Stover has lived with dyslexia for all of her life, struggling with the condition in elementary school while still making the Gifted Program in first grade. Despite being proud of her distinction, Stover said her Gifted label actually hurt her development as a student.

“It’s worse for kids like me to have a high intelligence because the district said I had a high enough IQ that I didn’t need help, even though I couldn’t read,” Stover said. “They wouldn’t allow me to do reading intervention, which was a program for kids who were behind in reading, because of my IQ.”

The dyslexia guidelines Stover battled through will soon change, with new policies mandating dyslexia screening and research coming into effect in the Fall.
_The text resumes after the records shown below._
PR #148, opened 2022-08-26
[FLINK-28906] Add AlgoOperator for AgglomerativeClustering

zhipeng93:
- Add AlgoOperator for AgglomerativeClustering[1] in Flink ML. 

## Brief change log
- Added AlgoOperator for AgglomerativeClustering.
- Added java/python test/example  for Transformer and Estimator for KBinsDiscretizer.
- Comparing with Sklearn [1], we made the following changes:
     - The distance between two data points in sklearn could be `precomputed`, but we do not support this option in this PR
     - sklearn uses `memory` to cache the output of the computation of the tree`, but we do not support this in this PR.
     - sklearn uses `connectivity` to define for each sample the neighboring samples, but we do not support this in this PR.

[1] https://scikit-learn.org/stable/modules/generated/sklearn.cluster.AgglomerativeClustering.html


zhipeng93:
@lindong28 @yunfengzhou-hub Can you help to review this PR?

flink-ml-lib/src/main/java/org/apache/flink/ml/clustering/agglomerativeclustering/AgglomerativeClustering.java
```diff
@@ -0,0 +1,415 @@
...
+        private final String featuresCol;
+        private final String linkage;
+        private final DistanceMeasure distanceMeasure;
+        private final Integer k;
+        private final Double distanceThreshold;
+        private final boolean computeFullTree;
+        private final OutputTag<Tuple4<Integer, Integer, Double, Integer>> mergeInfoOutputTag;
+
+        /** Cache for the input data. */
+        private List<Row> inputList;
```
yunfengzhou-hub, line 162: It seems that this variable can be converted to a local variable.

flink-ml-lib/src/main/java/org/apache/flink/ml/clustering/agglomerativeclustering/AgglomerativeClustering.java
```diff
@@ -0,0 +1,415 @@
...
+
+                // Updates cluster Ids for each data point if clustering is still running.
+                if (clusteringRunning) {
+                    int mergedClusterId = mergedCluster.clusterId;
+                    for (int dataPointId : mergedCluster.dataPointIds) {
+                        clusterIds[dataPointId] = mergedClusterId;
+                    }
+                }
+
+                clusteringRunning =
```
yunfengzhou-hub, line 311: How about changing the order of the logics here?
```java
                clusteringRunning =
                        (k != null && activeClusters.size() > k)
                                || (distanceThreshold != null && distanceThreshold > minDistance);

                if (clusteringRunning) {
                    int mergedClusterId = mergedCluster.clusterId;
                    for (int dataPointId : mergedCluster.dataPointIds) {
                        clusterIds[dataPointId] = mergedClusterId;
                    }
                }
```

flink-ml-lib/src/main/java/org/apache/flink/ml/clustering/agglomerativeclustering/AgglomerativeClustering.java
```diff
@@ -0,0 +1,415 @@
...
+
+        Table outputTable = tEnv.fromDataStream(output);
+
+        DataStream<Tuple4<Integer, Integer, Double, Integer>> mergeInfo =
+                output.getSideOutput(mergeInfoOutputTag);
+        Table mergeInfoTable =
+                tEnv.fromDataStream(mergeInfo)
+                        .as("clusterId1", "clusterId2", "distance", "sizeOfMergedCluster");
+
+        return new Table[] {outputTable, mergeInfoTable};
```
yunfengzhou-hub, line 133: Let's describe in JavaDoc the column names of the `mergeInfoTable` and their meanings.

Besides, do you think it would be better to add some method like `Table getMergeInfo()`, instead of making the merge info table the second output table? I'm not sure the current API corresponds to the syntax of Flink ML AlgoOperators. The current API also makes it difficult to connect `AgglomerativeClustering` stage with other stages in a `Pipeline`.

flink-ml-lib/src/main/java/org/apache/flink/ml/clustering/agglomerativeclustering/AgglomerativeClusteringParams.java
```diff
@@ -0,0 +1,107 @@
...
+import org.apache.flink.ml.param.StringParam;
+
+/**
+ * Params of {@link AgglomerativeClustering}.
+ *
+ * @param <T> The class type of this instance.
+ */
+public interface AgglomerativeClusteringParams<T>
+        extends HasDistanceMeasure<T>, HasFeaturesCol<T>, HasPredictionCol<T> {
+    Param<Integer> K = new IntParam("k", "The max number of clusters to create.", 2);
```
yunfengzhou-hub, line 38: `k` has a clear meaning in Kmeans and Knn, but I'm not sure users of Agglomerative Clustering algorithm. How about changing this parameter to `numClusters` or `maxClusters`?

flink-ml-lib/src/main/java/org/apache/flink/ml/clustering/agglomerativeclustering/AgglomerativeClusteringParams.java
```diff
@@ -0,0 +1,107 @@
...
+                    "Criterion for computing distance between two clusters.",
+                    LINKAGE_WARD,
+                    ParamValidators.inArray(
+                            LINKAGE_WARD, LINKAGE_COMPLETE, LINKAGE_AVERAGE, LINKAGE_SINGLE));
+
+    Param<Boolean> COMPUTE_FULL_TREE =
+            new BooleanParam(
+                    "computeFullTree",
+                    "Whether computes the full tree after convergence.",
+                    false,
```
yunfengzhou-hub, line 73: The default behavior here is different from that in sklearn. Do you think we should also support the `auto` option here?

flink-ml-lib/src/main/java/org/apache/flink/ml/clustering/agglomerativeclustering/AgglomerativeClustering.java
```diff
@@ -0,0 +1,415 @@
...
+                    }
+                }
+
+                clusteringRunning =
+                        (k != null && activeClusters.size() > k)
+                                || (distanceThreshold != null && distanceThreshold > minDistance);
+            }
+        }
+
+        private double computeDistanceBetweenClusters(Cluster cluster1, Cluster cluster2) {
```
yunfengzhou-hub, line 317: How about adding a cache here for the distance between any two data points? We can avoid re-computing the distance if there is a cache hit.

flink-ml-lib/src/main/java/org/apache/flink/ml/clustering/agglomerativeclustering/AgglomerativeClustering.java
```diff
@@ -0,0 +1,415 @@
...
+        }
+
+        /** A cluster with cluster Id specified and data points that belong to this cluster. */
+        private static class Cluster {
+            private final int clusterId;
+            private final List<Integer> dataPointIds;
+
+            @SafeVarargs
+            public Cluster(
+                    int clusterId, List<Integer> dataPointIds, List<Integer>... otherDataPointIds) {
```
yunfengzhou-hub, line 406: It might be better to write two constructors, `Cluster(int, List<Integer>)` and `Cluster(int, List<Integer>, List<Integer>)`.

yunfengzhou-hub (commented):

flink-ml-lib/src/main/java/org/apache/flink/ml/clustering/agglomerativeclustering/AgglomerativeClustering.java
zhipeng93: No, we need to merge the cluster in this round first.

Say when entering the loop, the number of active clusters is `K+1`. If we change the order as above, the number of output clusters will be `k+1`.

flink-ml-lib/src/main/java/org/apache/flink/ml/clustering/agglomerativeclustering/AgglomerativeClustering.java
zhipeng93: The memory overhead for caching the distance between two data points is O(n^2), where n is the number of data points.

Suppose we store the distance in a primitive double array, then the max number of data points we can deal with is Math.sqrt(Int.MAX), which is less than 100000. 

A possible optimization would be cache the distance between each two clusters at the later iterations, i.e., when the number of active clusters is smaller. But we can do this in a later PR.

flink-ml-lib/src/main/java/org/apache/flink/ml/clustering/agglomerativeclustering/AgglomerativeClusteringParams.java
zhipeng93: `k` here is exactly the same with that in Kmeans. I didn't extract it as shared param because `k` is used in many different cases.

flink-ml-lib/src/main/java/org/apache/flink/ml/clustering/agglomerativeclustering/AgglomerativeClustering.java
zhipeng93: Thanks for the comment. I have added the following description in Java doc.
```
The output contains two tables. The first one assigns one cluster Id for each data point.
The second one contains the information of merging two clusters at each step. The data format
of the merging information is (clusterId1, clusterId2, distance, sizeOfMergedCluster).
```

I am not sure about adding a `Table getMergeInfo()` here, since it is somehow adding a public API. 

For the semantic of  `AgglomerativeClustering`, I made it an AlgoOperator because (1) it is not a Estimator since it has not model data and cannot be used to predict some new data. (2) It is also not a Transformer. 

It is clear that not all AlgoOperator/Estimator could be used in Pipeline. For those multi-input/output stages, we have `Graph`.

flink-ml-lib/src/test/java/org/apache/flink/ml/clustering/AgglomerativeClusteringTest.java
```diff
@@ -0,0 +1,312 @@
...
+        Table[] outputs = agglomerativeClustering.transform(inputDataTable);
+        verifyClusteringResult(EUCLIDEAN_WARD_K_AS_TWO_RESULT, outputs[0]);
+    }
+
+    @SuppressWarnings("unchecked")
+    private void verifyMergeInfo(List<Row> expected, Table mergeInfoTable) throws Exception {
+        List<Row> mergeInfo =
+                IteratorUtils.toList(tEnv.toDataStream(mergeInfoTable).executeAndCollect());
+        assertEquals(expected.size(), mergeInfo.size());
+        mergeInfo.sort(Comparator.comparingInt(o -> o.getFieldAs(0)));
```
yunfengzhou-hub, line 292: `mergeInfo` should be order-sensitive. I think we should verify that the order of the output merge information is also correct.

flink-ml-lib/src/test/java/org/apache/flink/ml/clustering/AgglomerativeClusteringTest.java
```diff
@@ -0,0 +1,312 @@
...
+    @Before
+    public void before() {
+        Configuration config = new Configuration();
+        config.set(ExecutionCheckpointingOptions.ENABLE_CHECKPOINTS_AFTER_TASKS_FINISH, true);
+        env = StreamExecutionEnvironment.getExecutionEnvironment(config);
+        env.setParallelism(3);
+        env.enableCheckpointing(100);
+        env.setRestartStrategy(RestartStrategies.noRestart());
+        tEnv = StreamTableEnvironment.create(env);
+        inputDataTable = tEnv.fromDataStream(env.fromCollection(INPUT_DATA)).as("features");
```
yunfengzhou-hub, line 147: If the input data comes from an operator whose parallelism is 3, how can we make sure that they will arrive at the `LocalAgglomerativeClusteringOperator`, whose parallelism is 1, in the same order and be assigned the same cluster ids across difference runs? If each record might be assigned a different id in different runs, why would the merge info remains the same and can be verified with an expected value?

yunfengzhou-hub (commented):
Thanks for updating the PR. Left some comments as below.

flink-ml-lib/src/main/java/org/apache/flink/ml/clustering/agglomerativeclustering/AgglomerativeClusteringParams.java
zhipeng93: With some offline discussion, we aggree that not supporting `auto` is ok for users.

flink-ml-lib/src/main/java/org/apache/flink/ml/clustering/agglomerativeclustering/AgglomerativeClustering.java
yunfengzhou-hub: Thanks for the explanation. I agree with it that the current API is better.

flink-ml-lib/src/test/java/org/apache/flink/ml/clustering/AgglomerativeClusteringTest.java
zhipeng93: Good catch. I have changed the unit test to verify the order of the merge information.

flink-ml-lib/src/test/java/org/apache/flink/ml/clustering/AgglomerativeClusteringTest.java
zhipeng93: Good catch. I made a mistake --- and the mergeInfo should be different in different runs and only the distances should be the same accross different runs. 

I have added a `map` after `env.fromCollection()` to force it as a parallel stream and also re-wrote the corresponding unit test.

yunfengzhou-hub (commented):
Thanks for the update. LGTM.

flink-ml-lib/src/main/java/org/apache/flink/ml/clustering/agglomerativeclustering/AgglomerativeClusteringParams.java
```diff
@@ -0,0 +1,108 @@
...
+
+    String LINKAGE_WARD = "ward";
+    String LINKAGE_COMPLETE = "complete";
+    String LINKAGE_SINGLE = "single";
+    String LINKAGE_AVERAGE = "average";
+    /**
+     * Supported options to compute the distance between two clusters.
+     *
+     * <ul>
+     *   <li>ward: difference between the sum of the variance of the two clusters and the merged
```
lindong28, line 55: It seems inconsistent to have `merged one` for this option but not the options described below.
 
How about this:

`ward: the sum of variance of the two clusters`

flink-ml-lib/src/main/java/org/apache/flink/ml/clustering/agglomerativeclustering/AgglomerativeClusteringParams.java
```diff
@@ -0,0 +1,108 @@
...
+     *       one.
+     *   <li>complete: the maximum distance between all observations of the two clusters.
+     *   <li>single: the minimum distance between all observations of the two cluster.
+     *   <li>average: the average of the distance of all observations of the two cluster.
```
lindong28, line 59: Would the following be more consistent with the options described above:

```
the average distance between all observations of the two clusters.
```

flink-ml-lib/src/main/java/org/apache/flink/ml/clustering/agglomerativeclustering/AgglomerativeClusteringParams.java
```diff
@@ -0,0 +1,108 @@
...
+    String LINKAGE_SINGLE = "single";
+    String LINKAGE_AVERAGE = "average";
+    /**
+     * Supported options to compute the distance between two clusters.
+     *
+     * <ul>
+     *   <li>ward: difference between the sum of the variance of the two clusters and the merged
+     *       one.
+     *   <li>complete: the maximum distance between all observations of the two clusters.
+     *   <li>single: the minimum distance between all observations of the two cluster.
```
lindong28, line 58: cluster -> clusters

flink-ml-python/pyflink/ml/lib/clustering/agglomerativeclustering.py
```diff
@@ -0,0 +1,135 @@
...
+        return self.get_linkage()
+
+    @property
+    def compute_full_tree(self):
+        return self.get_compute_full_tree()
+
+
+class AgglomerativeClustering(JavaClusteringAlgoOperator, _AgglomerativeClusteringParams):
+    """
+    An AlgoOperator that performs a hierarchical clustering using a bottom up approach. Each
```
lindong28, line 113: bottom up -> bottom-up

flink-ml-python/pyflink/ml/lib/clustering/agglomerativeclustering.py
```diff
@@ -0,0 +1,135 @@
...
+    observation starts in its own cluster and the clusters are merged together one by one.
+    Users can choose different strategies to merge two clusters by setting
+    {@link AgglomerativeClusteringParams#LINKAGE} and different distance measure by setting
```
lindong28, line 116: distance measure -> distance measures

flink-ml-python/pyflink/ml/lib/clustering/agglomerativeclustering.py
```diff
@@ -0,0 +1,135 @@
...
+    {@link AgglomerativeClusteringParams#DISTANCE_MEASURE}.
+
+    <p>The output contains two tables. The first one assigns one cluster Id for each data point.
+    The second one contains the information of merging two clusters at each step. The data format
+    of the merging information is (clusterId1, clusterId2, distance, sizeOfMergedCluster).
```
lindong28, line 121: Maybe provide path to the scripts that visualize the 2nd output.

lindong28 (commented):

flink-ml-lib/src/main/java/org/apache/flink/ml/clustering/agglomerativeclustering/AgglomerativeClustering.java
```diff
@@ -0,0 +1,421 @@
...
+                    BLAS.axpy(1.0, mean2, meanMerged);
+                    BLAS.scal(1.0 / size1, mean1);
+                    BLAS.scal(1.0 / size2, mean2);
+                    BLAS.scal(1.0 / (size1 + size2), meanMerged);
+                    double essInc =
+                            size1 * BLAS.dot(mean1, mean1)
+                                    + size2 * BLAS.dot(mean2, mean2)
+                                    - (size1 + size2) * BLAS.dot(meanMerged, meanMerged);
+
+                    distance = Math.sqrt(2 * essInc);
```
lindong28, line 394: Since the calculated distance is used to find the pair of clusters that minimize this distance, would it be more efficient to just return `essInc` as the distance?

Suppose `distance_1 = Math.sqrt(2 * essInc_1)` and `distance_2 = Math.sqrt(2 * essInc_2)`, it is guaranteed that `distance_1 < distance_2` if and only if `essInc_1 < essInc_2`.

zhipeng93: The distance will be returned as merge info, which is consistent with sklearn's implementation.

flink-ml-python/pyflink/ml/lib/clustering/agglomerativeclustering.py
zhipeng93: Thanks for the comment. An example script to visualize the merge info is added [1]. It is also mentioned in the user doc [2].


[1] flink-ml-dist/src/main/flink-ml-bin/bin/agglomerativeclustering-visualize.py
[2] docs/content/docs/operators/clustering/agglomerativeclustering.md

flink-ml-lib/src/main/java/org/apache/flink/ml/clustering/agglomerativeclustering/AgglomerativeClusteringParams.java
```diff
@@ -0,0 +1,108 @@
...
+                    "Threshold to decide whether two clusters should be merged.",
+                    null);
+
+    String LINKAGE_WARD = "ward";
+    String LINKAGE_COMPLETE = "complete";
+    String LINKAGE_SINGLE = "single";
+    String LINKAGE_AVERAGE = "average";
+    /**
+     * Supported options to compute the distance between two clusters. The algorithm will merge the
+     * pairs of cluster that minimize this criterion
```
lindong28, line 53: nits: Add `.` at the end?

lindong28 (commented):
Thanks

Kim Stuckey is a Director and Dyslexia specialist at the Department of Elementary and Secondary Education. Stuckey said it is hard to qualify whether or not each district in the state has been combatting dyslexia effectively.

“It’s really hard to tell because dyslexia isn’t something that’s been talked about for a long time,” Stuckey said. “Different districts have different philosophies on the reading processes and how they grant. Some folks believe that you learn how to read one way and other groups who believe that you learn to read another way.”

Stuckey said the best part of the new guidelines is that they are a part of the advancing national conversation of dyslexia.

“I’m hopeful that we are having some really important conversations,” Stuckey said. “Certainly there are many more conversations and much more openness around the idea that students suffer with dyslexia that is real and we have a definition for it.”

She said for the most part, school administrators have welcomed the policies.

“School districts are open to this discussion,” Stuckey said. “By and large they want to do what’s best for their students.”